Problem requirements: Your output must be a faithful copy of the listing underneath.

Records for processing:
==================================================

PR #1003, opened 2022-02-04
GT-1421 Don't include the private use subtag when generating a language display name

frett:


levieggertcru (approved):

frett:
I'm assuming all display of language names goes through this ViewModel. If not then a similar patch should be made in the other locations, or even better the other locations should be updated to reference the LanguageViewModel

PR #1005, opened 2022-02-07
GT-1281 conversation starter tool

levieggertcru:
This PR adds the new conversation starter tool which can be accessed from the All Tools list.  In this PR the following was added:
- Flow Layout (MobileContentFlowView, MobileContentFlowItemView, and MobileContentFlowRow)
- Card Collection Page (MobileContentCardCollectionPageView and MobileContentCardCollectionPageCardView)
- Content Page (MobileContentPageView)
- Content Card (MobileContentCardView)
- Content Buttons and Content Images support both fixed widths and percentage widths of container through the new Dimension type.  Added MobileContentViewWidth enum to wrap the Dimension type.
- Added shared NavBarSelectorView which will replace the language toggle in the navigation bar.
- Added HorizontallyCenteredCollectionViewLayout for rendering card collection pages so they are centered in the device screen with some visibility on next and previous pages.


levieggertcru:
Just a heads up, I created a few additional tasks that will need to be completed for the conversation starter tool (choose your own adventure).  These tasks here.
https://jira.cru.org/browse/GT-1450
https://jira.cru.org/browse/GT-1451
https://jira.cru.org/browse/GT-1452

godtools/App/Services/Renderer/Views/MobileContent/Views/CardCollectionPageCard/MobileContentCardCollectionPageCardView.swift
```diff
@@ -14,26 +14,62 @@ class MobileContentCardCollectionPageCardView: MobileContentView {
...
     override func renderChild(childView: MobileContentView) {
         super.renderChild(childView: childView)
                 
         if let contentStackView = childView as? MobileContentStackView {
             addContentStackView(contentStackView: contentStackView)
         }
     }
+    
+    override func finishedRenderingChildren() {
+        super.finishedRenderingChildren()
```
reldredge71, line 67: Is this override needed, if all it does is call `super.finishedRenderingChildren()`?

reldredge71 (commented):
This is a lot of work!  And a lot of commits to go through.  Honestly not much seems out of place or questionable to me; it's hard to follow all of the resizing calculations across all the pages, but in general I trust that you've tested it all.  Is there anything on staging that I could look at that tests these render objects?

frett:
@reldredge71 you should be able to interact with the Openers tool on production with this branch. That covers probably 90% of the use cases. It just won't cover some corner cases and parallel language toggling.

There is also a CYOA test tool and preliminary version of conversation starters on stage that test some of those corner cases.

some of the new content elements are captured in the renderer test tool as well

godtools/App/Services/Renderer/Views/MobileContent/Views/CardCollectionPageCard/MobileContentCardCollectionPageCardView.swift
levieggertcru: Hey @reldredge71 the override isn't needed here.  I'll remove that.

reldredge71:
@frett @levieggertcru I explored those three tools -- Openers on prod, CYOA test tool on stage, and Conversation Starter on stage.  I noticed a couple of things.

1. On the initial screen, there seems to be no padding for the text, it just expands to the edge of the screens.
2. On the CYOA test, the "play" and "stop" buttons don't seem to do anything, also I'm not seeing any way to progress further than the screen with the Apple/Android animation (if there is anything).
3. On the Conversation Start preliminary tool, pressing the "Let's do it" button brings up the following error:

Screen Shot 2022-02-09 at 10 39 43 AM

levieggertcru:
Hey @reldredge71 thank you for testing these.  I'll take a look into 2 and 3.  1 will get resolved in GT-1450.

levieggertcru:
Hey @frett is the play and stop buttons for the animation?

levieggertcru:
Hey @reldredge71 I'm going to create a separate Jira ticket for item 2 as well.  I just fixed that error in item 3.  When the flow view was getting laid out again due to a bounds change, I wasn't clearing out the existing array of flow item views.  So any layout change the existing array would increase by whatever was currently in there.

reldredge71 (approved):
Thank you for making that fix!  Looks good now!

==================================================

Reply:
PR #1003, opened 2022-02-04
GT-1421 Don't include the private use subtag when generating a language display name

frett:


levieggertcru (approved):

frett:
I'm assuming all display of language names goes through this ViewModel. If not then a similar patch should be made in the other locations, or even better the other locations should be updated to reference the LanguageViewModel

PR #1005, opened 2022-02-07
GT-1281 conversation starter tool

levieggertcru:
This PR adds the new conversation starter tool which can be accessed from the All Tools list.  In this PR the following was added:
- Flow Layout (MobileContentFlowView, MobileContentFlowItemView, and MobileContentFlowRow)
- Card Collection Page (MobileContentCardCollectionPageView and MobileContentCardCollectionPageCardView)
- Content Page (MobileContentPageView)
- Content Card (MobileContentCardView)
- Content Buttons and Content Images support both fixed widths and percentage widths of container through the new Dimension type.  Added MobileContentViewWidth enum to wrap the Dimension type.
- Added shared NavBarSelectorView which will replace the language toggle in the navigation bar.
- Added HorizontallyCenteredCollectionViewLayout for rendering card collection pages so they are centered in the device screen with some visibility on next and previous pages.


levieggertcru:
Just a heads up, I created a few additional tasks that will need to be completed for the conversation starter tool (choose your own adventure).  These tasks here.
https://jira.cru.org/browse/GT-1450
https://jira.cru.org/browse/GT-1451
https://jira.cru.org/browse/GT-1452

godtools/App/Services/Renderer/Views/MobileContent/Views/CardCollectionPageCard/MobileContentCardCollectionPageCardView.swift
```diff
@@ -14,26 +14,62 @@ class MobileContentCardCollectionPageCardView: MobileContentView {
...
     override func renderChild(childView: MobileContentView) {
         super.renderChild(childView: childView)
                 
         if let contentStackView = childView as? MobileContentStackView {
             addContentStackView(contentStackView: contentStackView)
         }
     }
+    
+    override func finishedRenderingChildren() {
+        super.finishedRenderingChildren()
```
reldredge71, line 67: Is this override needed, if all it does is call `super.finishedRenderingChildren()`?

reldredge71 (commented):
This is a lot of work!  And a lot of commits to go through.  Honestly not much seems out of place or questionable to me; it's hard to follow all of the resizing calculations across all the pages, but in general I trust that you've tested it all.  Is there anything on staging that I could look at that tests these render objects?

frett:
@reldredge71 you should be able to interact with the Openers tool on production with this branch. That covers probably 90% of the use cases. It just won't cover some corner cases and parallel language toggling.

There is also a CYOA test tool and preliminary version of conversation starters on stage that test some of those corner cases.

some of the new content elements are captured in the renderer test tool as well

godtools/App/Services/Renderer/Views/MobileContent/Views/CardCollectionPageCard/MobileContentCardCollectionPageCardView.swift
levieggertcru: Hey @reldredge71 the override isn't needed here.  I'll remove that.

reldredge71:
@frett @levieggertcru I explored those three tools -- Openers on prod, CYOA test tool on stage, and Conversation Starter on stage.  I noticed a couple of things.

1. On the initial screen, there seems to be no padding for the text, it just expands to the edge of the screens.
2. On the CYOA test, the "play" and "stop" buttons don't seem to do anything, also I'm not seeing any way to progress further than the screen with the Apple/Android animation (if there is anything).
3. On the Conversation Start preliminary tool, pressing the "Let's do it" button brings up the following error:

Screen Shot 2022-02-09 at 10 39 43 AM

levieggertcru:
Hey @reldredge71 thank you for testing these.  I'll take a look into 2 and 3.  1 will get resolved in GT-1450.

levieggertcru:
Hey @frett is the play and stop buttons for the animation?

levieggertcru:
Hey @reldredge71 I'm going to create a separate Jira ticket for item 2 as well.  I just fixed that error in item 3.  When the flow view was getting laid out again due to a bounds change, I wasn't clearing out the existing array of flow item views.  So any layout change the existing array would increase by whatever was currently in there.

reldredge71 (approved):
Thank you for making that fix!  Looks good now!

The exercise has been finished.